The identification of pesticide residues in food with high fat content such as cocoa beans is a difficult and challenging task since the inherent complexity of the matrix could interfere in the determination and quantification of the targeted analyte of interests. Among other constituents contained in cocoa beans are high amount of fatty acids, fatty acid esters, phytosterols, tocopherols, sugar, polyphenols, theobromine, and caffeine. It is well known that the main problem associated when dealing with these kinds of matrices for analysis is that dirty extracts with even a small amount of fats may disrupt the analytical column used in the experiment and harm the analytical instrument ion sources and detectors, and finally upsetting the correct analyte determination through signal suppression and enhancement. Hence, the development of sensitive, selective and reproducible analytical method and technique have always been a prerequisite for the achievement of high quality results in enforcement and monitoring programme (Pizzutti, de Kok, Hiemstra, Wickert, & Prestes, 2009).
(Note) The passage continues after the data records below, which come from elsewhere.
PR #5538, opened 2017-11-15
Feature: Add Support for Partial Realms

cmelchior:
This PR is the feature branch for partial Realm support.

Partial Realms are a new Realm type that only download the data you actually listen to. This allows for the server side Realms to be much larger than the on-device Realms, but each device only downloads the data they are interested. "Insterested in" is defined as any data that is queried for.

Limitations in first version:
* No Object Level permissions
* No Progress Listeners on invidiual Queries
* No aggregate Queries
* No automatic removal of data again
* No paging/limit/offset
* No advanced options for controlling subscription lifecycle. In first iteration they are kept around unless manually removed.

### TODO
- [ ] Automatically subscribe queries
-- [ ] Query Mapper in Object Store (from Core Query Object to String and back) 
- [ ] Add subscription meta data to object store
- [ ] Add new ChangeListener state for detecting when remote queries are done
- [ ] Add Subscription class and public API's
- [ ] Add wrapper for progress listeners to the Subscription

### Proposed API (not final)

```
// 1. Configure Realm as partial
       .partialRealm()
       .build();


// 2. Start subscription automatically
RealmResults results = realm.where(Product.class).findAllASync();

results.addChangeListener(new RealmChangeListener() {
  @Override
   public void onChange(RealmResults<Product> results) {
       if (results.isLoaded()) {
           // Local query completed
       }

       if (results.isRemoteLoaded()) {
           // Remote query completed and data integrated onto the device
	
       }
   }
});

// 3. It is possible to work with the underlying Subscription directly
public class Subscription {
   void setId(String id); // Rename subscription
   String getId();
   Date getLastUsed(); // Last timestamp when a query result was either created or deallocated.
   boolean isInUse(); // True if a local query is using this currently
   boolean unsubscribe(); // Unsubscribe, might not delete the data right away
   void registerProgressListener(ProgressMode mode, ProgressListener listener);
   void removeProgressListener(listener);
}

// 4A: Sync only methods on standard Realm API's :( Kotlin Extension functions to the rescue?
Subscription sub = results.getSubscription();
realm.subscribe("main-products", realm.where(Product.class));
boolean hasSubscription = realm.hasSubscription("main-products");
Subscripton sub = realm.getSubscription("main-products");

// 4B: On Session. A little weird as you still need the Realm reference :(
// Still unclear how many methods we want for managing subscriptions. Having more than 2 or 3
// probably means we need to encapsulate them somehow.
SyncSession session = SyncManager.getSession(config);
session.subscribe("main-products", realm.where(Product.class));
Subscription sub = session.hasSubscription(String id); // By id
Subscription sub = session.getSubscription(RealmResults<?> results); // By Query result
Subscription sub = session.getSubscription(RealmModel object); // By findFirst query
List<Subscription> subscriptions = session.getSubscriptions();

// Suggestion: Keep methods on Session in Java, but use Kotlin extension functions to move them
// to Realm/RealmResults in Kotlin?
```

### DIFF
--- a/CHANGELOG.md
+++ b/CHANGELOG.md
@@ -2,7 +2,7 @@
 
 ### Enhancements
 
-* Added support for partial Realms. Read [here](https://realm.io/docs/java/latest/#partal-realms) for mere information.
+* Added support for partial Realms. Read [here](https://realm.io/docs/java/latest/#partial-realms) for more information.
 
 
 ## 4.2.0 (YYYY-MM-DD)
--- a/CHANGELOG.md
+++ b/CHANGELOG.md
@@ -1,3 +1,10 @@
+## 4.3.0 (YYYY-MM-DD)
+
+### Enhancements
+
+* Added support for partial Realms. Read [here](https://realm.io/docs/java/latest/#partal-realms) for mere information.
+
+
 ## 4.2.0 (YYYY-MM-DD)
 
 ### Breaking Changes


CHANGELOG.md
```diff
@@ -1,3 +1,10 @@
+## 4.3.0 (YYYY-MM-DD)
+
+### Enhancements
+
+* Added support for partial Realms. Read [here](https://realm.io/docs/java/latest/#partal-realms) for mere information.
```
Zhuinden: `partal` and `mere`? :+1:

cmelchior:
Replaced by other seperate PR's to `next-major`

While the number of publications on the determination of pesticide residues in vegetables, fruits and other foodstuffs were extensive (van der Lee, van der Weg, Traag, & Mol, 2008), the number of papers dedicated to cocoa beans analysis is relatively limited (Rodríguez et al., 1991, Hirahara et al., 2005, Guan et al., 2009, Frimpong et al., 2012a, Paul et al., 2012, Frimpong et al., 2012b, Ademola and Gideon, 2012). Rodríguez et al. (1991) studied the identification and determination of some organophosphorus and organochlorine pesticides in cocoa beans by gas chromatography mass spectrometry (GC–MS) using Universal Trace Residue Extractor (UNITREX). In another study, Hirahara et al. (2005) reported a validation of multiresidue screening method for the determination of 186 pesticides in 11 agricultural products including cocoa beans using a combination of solvent extraction and solid phase extraction (SPE) clean-up with mini column (SAX/PSA). Guan et al. (2009) published a new approach to multiresidue pesticide determination in foods with high fat content using disposable pipette extraction (DPX) and determination with GC–MS. Several papers also appeared on the determination of organochlorine (Frimpong et al., 2012a, Paul et al., 2012), synthetic pyrethroid (Frimpong et al., 2012b) and organophosphorus (Ademola & Gideon, 2012) residues employing a combination of solvent extraction and SPE clean-up.
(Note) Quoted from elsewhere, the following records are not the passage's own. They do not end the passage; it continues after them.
PR #5552, opened 2017-11-21
Added notification to OsList instead of OsResults

beeender:
- The notification token for RealmList<RealmModel> will be added to the
  underlying OsList instead of the OsResults created from the list. This
  will have a different behavior for a corner case,
  see https://github.com/realm/realm-object-store/pull/602 . Thus the
  test cases needs to be modified accordingly.
- This would be the precondition of using
  https://github.com/realm/realm-object-store/pull/601
- Add toString() for OrderedCollectionChangeSet.

### DIFF
--- a/realm/realm-library/src/androidTest/java/io/realm/OrderedCollectionChangeSetTests.java
+++ b/realm/realm-library/src/androidTest/java/io/realm/OrderedCollectionChangeSetTests.java
@@ -131,6 +131,7 @@ public class OrderedCollectionChangeSetTests {
                 assertNotNull(owner);
                 RealmList<Dog> dogs = owner.getDogs();
                 boolean added = false;
+                // Insert the newly created dog to the RealmList by the order of age.
                 for (int i = 0; i < dogs.size(); i++) {
                     if (dog.getAge() <= dogs.get(i).getAge()) {
                         dogs.add(i, dog);
@@ -143,11 +144,6 @@ public class OrderedCollectionChangeSetTests {
                 }
             }
         }
-        /*
-        if (type == ObservablesType.REALM_LIST) {
-            reorderRealmList(realm);
-        }
-        */
     }
 
     // Modifies Dogs objects which's columnLong is in the indices array.
@@ -161,6 +157,10 @@ public class OrderedCollectionChangeSetTests {
 
     private void moveObjects(Realm realm, int originAge, int newAge) {
         if (type == ObservablesType.REALM_LIST) {
+            // For RealmList we need to:
+            // 1. Find the object by the original age and move it to the new place where it should be with the new age
+            //    set -- the RealmList is sorted by age.
+            // 2. Set the object's age with new value.
             RealmList<Dog> dogs = realm.where(Owner.class).findFirst().getDogs();
             int originIdx = -1;
             int newIdx = -1;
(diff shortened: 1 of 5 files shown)


realm/realm-library/src/androidTest/java/io/realm/OrderedCollectionChangeSetTests.java
```diff
@@ -130,11 +124,30 @@ private void deleteObjects(Realm realm, int... indices) {
...
-            realm.createObject(Dog.class).setAge(index);
+            Dog dog = realm.createObject(Dog.class);
+            dog.setAge(index);
+            if (type == ObservablesType.REALM_LIST) {
+                Owner owner = realm.where(Owner.class).findFirst();
+                assertNotNull(owner);
+                RealmList<Dog> dogs = owner.getDogs();
+                boolean added = false;
+                for (int i = 0; i < dogs.size(); i++) {
+                    if (dog.getAge() <= dogs.get(i).getAge()) {
```
cmelchior: This could use a little description I think. There looks like there is some assumptions about the `index` and `dogs.size()` that I don't fully understand.

realm/realm-library/src/androidTest/java/io/realm/OrderedCollectionChangeSetTests.java
```diff
@@ -130,11 +124,30 @@ private void deleteObjects(Realm realm, int... indices) {
...
+                        dogs.add(i, dog);
+                        added = true;
+                        break;
+                    }
+                }
+                if (!added) {
+                    dogs.add(dog);
```
cmelchior: Not sure I understand this one either?

realm/realm-library/src/androidTest/java/io/realm/OrderedCollectionChangeSetTests.java
```diff
@@ -147,9 +160,38 @@ private void modifyObjects(Realm realm, int... indices) {
     }
 
     private void moveObjects(Realm realm, int originAge, int newAge) {
-        realm.where(Dog.class).equalTo(Dog.FIELD_AGE, originAge).findFirst().setAge(newAge);
         if (type == ObservablesType.REALM_LIST) {
-            reorderRealmList(realm);
+            RealmList<Dog> dogs = realm.where(Owner.class).findFirst().getDogs();
```
cmelchior: Please add a comment about what this method does

realm/realm-library/src/main/java/io/realm/RealmList.java
```diff
@@ -1281,20 +1259,6 @@ private static boolean isClassForRealmModel(Class<?> clazz) {
...
         throw new IllegalArgumentException("Unexpected value class: " + clazz.getName());
     }
-
-    // TODO: Object Store is not able to merge change set for links list. Luckily since we were still using LinkView
-    // when ship the fine grain notifications, the listener on RealmList is actually added to a OS Results which is
-    // created from the link view. OS Results is computing the change set by comparing the old/new collection. So it
-    // will give the right results if you remove all elements from a RealmList then add all them back and add one more
-    // new element. By right results it means the change set only include one insertion. But if the listener is on the
-    // OS List, the change set will include all ranges of th list. So we keep the old behaviour for
-    // RealmList<RealmModel> for now. See https://github.com/realm/realm-object-store/issues/541
```
cmelchior: I tend to agree that this sounds like a mistake, but if we introduce the behaviour (until fixed in OS), then it doesn't seem like a major issue either.

realm/realm-library/src/androidTest/java/io/realm/OrderedCollectionChangeSetTests.java
beeender: added some comments. The assumption is the both `RealmResults` and `RealmList` are sorted by age. See `populateData()`.

realm/realm-library/src/androidTest/java/io/realm/OrderedCollectionChangeSetTests.java
beeender: ditto

realm/realm-library/src/androidTest/java/io/realm/OrderedCollectionChangeSetTests.java
beeender: simplified the code and added some comments.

Until now, there are very few studies on the method and level of pesticide residues in cocoa beans. Most of the current methods discussed above involve high volume of extraction solvent, long sample preparation time, and required specialised materials or instrumentation. Furthermore, some of the current methods are focused only to certain classes of pesticides. Therefore, the need for a fast, robust and efficient method for the determination of pesticide residues of different chemical classes in cocoa beans is evident. For this reason, the purpose of this work was to develop and validate an efficient and rapid method for the analysis of different classes of pesticide residues in cocoa beans. Finally, the optimised method was then applied in a real sample monitoring programme carried out on imported and domestic cocoa beans samples collected over two years from smallholders and Malaysian ports.
Section snippets
Reagents and materials
HPLC grade acetonitrile and reagent grade formic acid were obtained from Merck (Darmstadt, Germany) while reagent grade ammonium formate was obtained from Sigma–Aldrich (St. Louis, USA). Water was purified through an Elga Purelab Option-Q system (High Wycombe, UK). Two mL mini-centrifuge tube containing 150 mg MgSO4, 50 mg C18, and 50 mg primary secondary amine (PSA) was purchased from Agilent Technologies (Palo Alto, USA).
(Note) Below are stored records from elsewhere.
PR #1937, opened 2020-05-28
[WIP]Implement simple subroutine opcodes

Peppece:
### What was wrong?
EIP 2315 introduces three new opcodes (BEGINSUB, JUMPSUB, ENDSUB) which deal with subroutines and needed to be implemented.

### How was it fixed?
It isn't ATM. I am creating this PR to see if I'm on the right track.
I made the trivial changes: I updated /eth/vm/opcode_values.py, added Berlin fork to eth/vm/forks and created an opcodes.py file inside it, as well as updating eth/vm/mnemonics.py. The test cases implementation is on its way. I just wanted to know if the mantainers think the changes I made up to this point conform to the style of the project, and I also wanted to ask if it was a good idea to create another file inside of the logic directory to implement the logic for the opcodes. The reason I'm asking this is that I think the opcodes belong to a kinda "new" group of opcodes. Do you think I should create a file there or update an already existing one (maybe stack.py)?

### To-Do

- [ ] Implement logic in eth/vm/logic

- [ ] Write tests

#### Cute Animal Picture

(https://images.pexels.com/photos/146083/pexels-photo-146083.jpeg?cs=srgb&dl=2-kuala-bears-on-brown-wood-tree-branch-146083.jpg&fm=jpg)


carver:
@cburgdorf since you started taking a look at Berlin already, do you mind coordinating this review?

cburgdorf:
>since you started taking a look at Berlin already, do you mind coordinating this review?

@carver yep, will do.

cburgdorf:
@Peppece thanks for kicking this off!

I think you could rebase this on top of #1933. This will already give you the basic scaffolding for the `Berlin` fork including the `BerlinVM` which you'll need in `test_opcodes.py`

>I just wanted to know if the mantainers think the changes I made up to this point conform to the style of the project

Yep, so far so good :+1: 

>I also wanted to ask if it was a good idea to create another file inside of the logic directory to implement the logic for the opcodes.

I think the implementation of the new opcodes should go into `/eth/vm/logic/flow.py`

Peppece:
@cburgdorf Awesome! So how do I rebase things on #1933 ? Do I just copy + paste the code in my branch or is there some git fu I'm missing?

cburgdorf:
You can either add my branch as a remote and pull it down or you [edit your `.git/config` to always pull down PRs](https://github.com/ethereum/snake-charmers-tactical-manual/blob/master/git-and-github.md#fetch-pull-requests-without-manually-adding-remotes) (makes your life much easier).

Then you can simple do:

```
git fetch origin
git rebase origin/pr/1933
```

cburgdorf:
Hey @Peppece just wanted to hear how things are going? Are you still working on this?

Peppece:
> Hey @Peppece just wanted to hear how things are going? Are you still working on this?

Hey @cburgdorf I was working on this while a school deadline blocked me and I had to focus on that. However, in max 3 days I’ll be back on this.

cburgdorf:
@Peppece Sounds good!

eth/vm/logic/flow.py
```diff
@@ -57,3 +58,36 @@ def gas(computation: BaseComputation) -> None:
...
+    
+    else:
+        computation.code.program_counter += 1
+    
+    computation.rstack_push_int(temp + 1)
+
+
+def returnsub(computation: BaseComputation) -> None:
+
+    if computation.rstack.length == 0:
```
pipermerriam, line 88: rather than doing this check explicitely I think it would more closely follow our existing conventions to have the call to `computation.rstack_pop1_int()` throw an exception and to do this via a `try/except` block.

eth/vm/rstack.py
```diff
@@ -0,0 +1,70 @@
...
+    """
+
+    __slots__ = ['values', '_append', '_pop_int', '__len__']
+
+    def __init__(self) -> None:
+        values: List[int]
+        self.values = values
+        self._append = values.append
+        self._pop_typed = values.pop
+        self.__len__ = values.__len__
```
pipermerriam, line 45: You might consider using [`collections.UserList`](https://docs.python.org/3/library/collections.html#collections.UserList) for this class as I believe it comes built-in with some of the functionality you're doing here.

eth/vm/rstack.py
```diff
@@ -0,0 +1,70 @@
...
+        if not self.values:
+            raise InsufficientStack("Wanted 1 stack item as int, had none")
+        else:
+            item_type, popped = self._pop_typed()
+            if item_type is int:
+                return popped  # type: ignore
+            elif item_type is bytes:
+                return big_endian_to_int(popped)  # type: ignore
+            else:
+                raise _busted_type(item_type, popped)
```
pipermerriam, line 69: I don't think this helper function is justified.  I think it would better fit our conventions to inline the exception message and raising here.

eth/vm/logic/flow.py
```diff
@@ -57,3 +58,36 @@ def gas(computation: BaseComputation) -> None:
...
+
+def jumpsub(computation: BaseComputation) -> None:
+    sub_loc = computation.stack_pop1_int()
+
+    temp = computation.code.program_counter
+    computation.code.program_counter = sub_loc
+
+    next_opcode = computation.code.peek()
+
+    if next_opcode != BEGINSUB:
```
pipermerriam, line 76: I think you need to first check `computation.code.is_valid_opcode(sub_loc)` to ensure that the position is not part of `PUSHXX` data, then check if `computation.code[sub_loc] == BEGINSUB`, **then** you can set the program counter to the new position safely.

This prevents leaving the code stream in an awkward invalid position in the event of an invalid JUMPSUB.

eth/vm/computation.py
```diff
@@ -320,6 +324,17 @@ def stack_push_int(self) -> Callable[[int], None]:
     @cached_property
     def stack_push_bytes(self) -> Callable[[bytes], None]:
         return self._stack.push_bytes
+    
+    #
+    # Return Stack Management
+    #
+    @cached_property
+    def rstack_push_int(self) -> Callable[[int], None]:
```
pipermerriam, line 332: These will need to get propogated down to the `evm.abc.ComputationAPI` class where the general interface is defined.

Peppece:
I only noticed your review now. Will get back to work on this ASAP.

carver:
It's probably a good idea to rebase against the latest master, to minimize conflicts for yourself.

pipermerriam (commented):
You should focus on getting the tests passing.

docs/contributing.rst
```diff
@@ -6,6 +6,15 @@ Thank you for your interest in contributing! We welcome all contributions no mat
 Setting the stage
 ~~~~~~~~~~~~~~~~~
 
+.. note::
+    If you are on macOS and it is the first time you install Py-EVM, you will need to install LevelDB with brew:
+
+    .. code:: sh
+        brew install python3 LevelDB
```
carver: Maybe just add `LevelDB` to this section: https://py-evm.readthedocs.io/en/latest/guides/quickstart.html#installing-on-macos

Maybe it could make sense to link from here to that section, though.

Peppece: Done!

Peppece:
Hello! Is it possible to get a merge on this? Feel like it has been stuck for a while now.

eth/vm/logic/flow.py
```diff
@@ -57,3 +60,39 @@ def gas(computation: BaseComputation) -> None:
...
+    sub_loc = computation.stack_pop1_int()
+    code_range_length = computation.code.__len__()
+
+    if sub_loc >= code_range_length:
+        raise InvalidJumpDestination(
+            "Error: at pc={}, op=JUMPSUB: invalid jump destination".format(
+                computation.code.program_counter)
+        )
+
+    if computation.code.is_valid_opcode(sub_loc):
```
carver, line 79: ~Hm, this valid opcode check looks wrong to me.~ Ah, interesting, this was not made clear by the spec, IMO. But discussion seems to support the idea that the validity check is required: https://ethereum-magicians.org/t/eip-2315-simple-subroutines-for-the-evm/3941/70?u=carver

So... maybe the only thing to do here is to add an explicit test for `JUMPSUB`ing into tho data section of a `PUSH`.

eth/vm/logic/flow.py
```diff
@@ -57,3 +60,39 @@ def gas(computation: BaseComputation) -> None:
...
     computation.stack_push_int(gas_remaining)
+
+
+def beginsub(computation: BaseComputation) -> None:
+    raise OutOfGas("Error: at pc={}, op=BEGINSUB: invalid subroutine entry")
+
+
+def jumpsub(computation: BaseComputation) -> None:
+    sub_loc = computation.stack_pop1_int()
+    code_range_length = computation.code.__len__()
```
carver, line 71: `__len__()` is a "magic" python function that makes `len()` work. So this is preferred:

```suggestion
    code_range_length = len(computation.code)
```

eth/vm/logic/flow.py
```diff
@@ -57,3 +60,39 @@ def gas(computation: BaseComputation) -> None:
...
+
+    if sub_loc >= code_range_length:
+        raise InvalidJumpDestination(
+            "Error: at pc={}, op=JUMPSUB: invalid jump destination".format(
+                computation.code.program_counter)
```
carver, line 76: Maybe include `code_range_length` too?

eth/vm/logic/flow.py
```diff
@@ -57,3 +60,39 @@ def gas(computation: BaseComputation) -> None:
...
+        )
+
+    if computation.code.is_valid_opcode(sub_loc):
+
+        sub_op = computation.code[sub_loc]
+
+        if sub_op == BEGINSUB:
+            temp = computation.code.program_counter
+            computation.code.program_counter = sub_loc + 1
+            computation.rstack_push_int(temp)
```
carver, line 86: Where is the `else` block that aborts if the `sub_op` is not `BEGINSUB`? (and the test that verifies that behavior)

tests/core/opcodes/test_opcodes.py
```diff
@@ -1125,3 +1126,62 @@ def test_blake2b_f_compression(vm_class, input_hex, output_hex, expect_exception
...
+    comp = computation.apply_message(
+        computation.state,
+        computation.msg,
+        computation.transaction_context,
+    )
+    assert comp.is_success
+    assert comp.get_gas_used() == expect_gas_used
+
+
+@pytest.mark.xfail(reason="invalid subroutines")
```
carver, line 1162: `xfail` is better used for things like known bugs. It can hide problems like an incorrect exception instead of a computation that's not successful.

tests/core/opcodes/test_opcodes.py
```diff
@@ -1125,3 +1126,62 @@ def test_blake2b_f_compression(vm_class, input_hex, output_hex, expect_exception
...
+    )
+)
+def test_failing_jumpsub(vm_class, code):
+    computation = setup_computation(vm_class, CANONICAL_ADDRESS_B, decode_hex(code))
+    comp = computation.apply_message(
+        computation.state,
+        computation.msg,
+        computation.transaction_context,
+    )
+    assert comp.is_success
```
carver, line 1187: Even better here would be to assert that it's a failure, and validate the type of exception that is raised. Typically we would do that with a `with pytest.raises(OutOfGasException):`.

carver (commented):
Some items remaining:
- [ ] Rebase on master
- [ ] Drop all the ralexstokes commits

I haven't finished the review, but here are a few thoughts along the way.

eth/vm/logic/flow.py
```diff
@@ -57,3 +60,39 @@ def gas(computation: BaseComputation) -> None:
...
+
+
+def returnsub(computation: BaseComputation) -> None:
+    try:
+        ret_loc = computation.rstack_pop1_int()
+    except InsufficientStack:
+        raise InsufficientStack(
+            "Error: at pc={}, op=RETURNSUB: invalid retsub".format(
```
carver, line 94: I think this error message can be more friendly. Something like:
```suggestion
            "Error: at pc={}, op=RETURNSUB: empty return stack".format(
```

eth/vm/opcode_values.py
```diff
@@ -93,6 +93,14 @@
 JUMPDEST = 0x5b
 
 
+#
+# Subroutines
+#
```
carver, line 98: Since these opcodes fit in the `0x5_` block nicely, maybe just:
```suggestion
# Subroutines
```

eth/vm/rstack.py
carver: Though perhaps it's maybe just as effective to subclass list, as the docs seem to recommend:
> The need for this class has been partially supplanted by the ability to subclass directly from list; however, this class can be easier to work with because the underlying list is accessible as an attribute.

Not sure there's much benefit to being able to access the underlying list via `.data` here, though.

---

Actually, on second thought, we don't really want/need to expose all the `list` methods anyway, so maybe the current approach is better.

eth/vm/rstack.py
```diff
@@ -0,0 +1,68 @@
...
+
+class RStack:
+    """
+    VM Return Stack
+    """
+
+    __slots__ = ['values', '_append', '_pop_typed', '__len__']
+
+    def __init__(self) -> None:
+        values: List[Tuple[type, Union[int, bytes]]] = []
```
carver, line 38: Values can't be `bytes` anymore.

```suggestion
        values: List[int] = []
```

eth/vm/rstack.py
```diff
@@ -0,0 +1,68 @@
...
+        self.values = values
+        self._append = values.append
+        self._pop_typed = values.pop
+        self.__len__ = values.__len__
+
+    def push_int(self, value: int) -> None:
```
carver, line 44: Since there aren't two type options anymore, this method can just be a push.
```suggestion
    def push(self, value: int) -> None:
```

eth/vm/rstack.py
```diff
@@ -0,0 +1,68 @@
...
+"""
+This module simply implements for the return stack the exact same design used for the data stack.
+As this stack must simply push_int or pop1_int any time a subroutine is accessed or left, only
+those two functions are provided.
+For the same reason, the class RStack doesn't inherit from the abc StackAPI, as it would require
+to implement all the abstract methods defined.
+"""
+
+
+class RStack:
```
carver, line 30: It's very rare that we use initials in method and class names. A friendlier name here IMO:
```suggestion
class ReturnStack:
```

eth/vm/rstack.py
```diff
@@ -0,0 +1,68 @@
...
+        self._pop_typed = values.pop
+        self.__len__ = values.__len__
+
+    def push_int(self, value: int) -> None:
+        if len(self.values) > 1023:
+            raise FullStack('Stack limit reached')
+
+        validate_stack_int(value)
+
+        self._append((int, value))
```
carver, line 50:
```suggestion
        self._append(value)
```

eth/vm/rstack.py
```diff
@@ -0,0 +1,68 @@
...
+
+    def pop1_int(self) -> int:
```
carver, line 52:
```suggestion
    def pop1(self) -> int:
```

eth/vm/rstack.py
```diff
@@ -0,0 +1,68 @@
...
+    VM Return Stack
+    """
+
+    __slots__ = ['values', '_append', '_pop_typed', '__len__']
+
+    def __init__(self) -> None:
+        values: List[Tuple[type, Union[int, bytes]]] = []
+        self.values = values
+        self._append = values.append
+        self._pop_typed = values.pop
```
carver, line 41:
```suggestion
        self._pop = values.pop
```

eth/vm/rstack.py
```diff
@@ -0,0 +1,68 @@
...
+to implement all the abstract methods defined.
+"""
+
+
+class RStack:
+    """
+    VM Return Stack
+    """
+
+    __slots__ = ['values', '_append', '_pop_typed', '__len__']
```
carver, line 35:
```suggestion
    __slots__ = ['values', '_append', '_pop', '__len__']
```

eth/vm/rstack.py
```diff
@@ -0,0 +1,68 @@
...
+            item_type, popped = self._pop_typed()
+            if item_type is int:
+                return popped  # type: ignore
+            elif item_type is bytes:
+                return big_endian_to_int(popped)  # type: ignore
+            else:
+                raise ValidationError(
+                    "Stack must always be bytes or int, "
+                    f"got {item_type!r} type"
+                )
```
carver, line 68: Having a single type lets us simplify a lot, and even do try-first instead of check-first:
```suggestion
        try:
            return self._pop()
        except IndexError:
            raise InsufficientStack("Wanted 1 return stack item, had none")
```

tests/core/opcodes/test_opcodes.py
```diff
@@ -1125,3 +1126,62 @@ def test_blake2b_f_compression(vm_class, input_hex, output_hex, expect_exception
         comp.raise_if_error()
         result = comp.output
         assert result.hex() == output_hex
+
+
+@pytest.mark.parametrize(
+    'vm_class, code, expect_gas_used',
+    (
+        (
```
carver, line 1134: Would be nice to add a comment here linking to the EIP's test cases:
https://eips.ethereum.org/EIPS/eip-2315#test-cases

tests/core/opcodes/test_opcodes.py
```diff
@@ -1125,3 +1126,62 @@ def test_blake2b_f_compression(vm_class, input_hex, output_hex, expect_exception
...
+            '0x5d5858',
+        ),
+        (
+            BerlinVM,
+            '0x6801000000000000000c5e005c60115e5d5c5d',
+        ),
+        (
+            BerlinVM,
+            '0x5c5d00',
+        ),
```
carver, line 1177: Another failing test case, that should fail with an `InvalidJumpDestination`:
```py
        (
            BerlinVM,
            '0x60035e00',
            InvalidJumpDestination,
        ),
```

tests/core/opcodes/test_opcodes.py
```diff
@@ -1125,3 +1126,62 @@ def test_blake2b_f_compression(vm_class, input_hex, output_hex, expect_exception
...
+        computation.msg,
+        computation.transaction_context,
+    )
+    assert comp.is_success
+    assert comp.get_gas_used() == expect_gas_used
+
+
+@pytest.mark.xfail(reason="invalid subroutines")
+@pytest.mark.parametrize(
+    'vm_class, code',
```
carver, line 1164:
```suggestion
    'vm_class, code, expected_exception',
```

carver (commented):
Okay, I finished the full pass on this. There's enough going on here that I'll do another pass on it after all these changes are in & tests are green. Feel free to @ me then.

Don't worry about trying to get the ethereum/tests Berlin tests going, it's going to be too tough to run those tests until all of the Berlin EIPs are implemented. But there are a couple more manual tests to add that I mentioned.

eth/vm/computation.py
```diff
@@ -140,6 +143,7 @@ def __init__(self,
 
         self._memory = Memory()
         self._stack = Stack()
+        self._rstack = RStack()
```
carver, line 146: Oh, also think that spelling out the full attribute name is friendlier, like:
```suggestion
        self._return_stack = ReturnStack()
```

carver:
Just a heads up that EIP-2315 was pulled from Berlin, so... I guess it makes sense to pause work on this. Sorry friend :/

Peppece:
> Just a heads up that EIP-2315 was pulled from Berlin, so... I guess it makes sense to pause work on this. Sorry friend :/

Wow, didn't see this coming. How is this possible? I mean, hasn't this already been implemented for geth and besu?

cburgdorf:
@Peppece Yes, it was pulled last minute which is something you wouldn't *normaly* expect to happen. You may want to read up on the history here: https://github.com/ethereum/pm/issues/263

This doesn't mean your work was for nothing though. There's a chance that the concerns may be addressed and the EIP gets updated / replaced and ships in some other form in an upcoming fork. Sorry, for the disappointing news :/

Pesticide reference standards of all analytes were purchased from Dr.
Optimisation of LC–MS/MS parameters
Initially, a Q1 scan of the mass spectra was recorded to select the most abundant mass to charge ratio (m/z) ion using continuous infusion of each pesticide directly into the MS using syringe pump at a flow rate of 10 μL/min. In this study, the proton adduct [H+] of the molecular ion was chosen as the precursor ion for all analytes. Then, enhance product ion (EPI) scan was conducted to obtain the product mass spectra of the precursor ion. The first transition, which corresponds to the most
Conclusions
According to Malaysian Food Act and Regulations (Food Regulations, 2010), there are a total of 34 pesticides allowed to be use in cocoa plantation with national MRLs regulated. Out of these 34 pesticides, 26 pesticides were covered in this study. The rest of the pesticides were either belong to difficult pesticides (dithiocarbamate, fosetyl ammonium, MSMA) or highly polar pesticides (glufosinate, glyphosate, paraquat), hence require specific single residue method (SRM). Reliable, efficient and
Acknowledgements
The authors would like to thank the Malaysian Cocoa Board (MCB) for financially supporting this work and the Director General of the MCB for permission to publish this paper. The authors are also highly indebted to the Regulatory and Quality Control Division for providing the monitoring samples for analysis.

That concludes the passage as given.